[[ RECORDED INFORMATION open ]]
Issue #479, opened 2022-11-07
c-to-c breaks with multiple pragma in if/for/while without compound statement


ldore-ks:
When parsing, then generating C, the following code:

```c
int glob = 0;
void f(int test) {
  if (test)
    #pragma clang foo
    #pragma clang bar
    glob += 1; // <-- Only increment glob if test is not false
}
```

Gets transformed to:

```c
int glob = 0;
void f(int test) {
  if (test) {
    #pragma foo
    #pragma bar
  }
  glob += 1; // <-- Always increment glob
}
```

Source input and output have different runtime behavior.

PR #480, opened 2022-11-08
Fix multi-pragma/single statement blocks (#479)

ldore:


tests/test_c_generator.py
```diff
@@ -339,10 +339,14 @@ def test_pragma(self):
             void f() {
                 #pragma bar
                 i = (a, b, c);
+                if (d)
```
eliben, line 342: Can you please add separate tests here with 1 pragma in the block, and two pragmas in the block.

eliben (changes requested):
Thanks. Also modify the commit/description when you rebase to say it fixes the issue you opened - so the issue will be automatically closed

tests/test_c_generator.py
ldore: Done.
Rebase comment should also be ok.

eliben (approved):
[[ RECORDED INFORMATION closed ]]
TASK -
Line count for "opened": report how many lines in the data above include it, with no other words.

RESPONSE FOR THIS EXERCISE -
3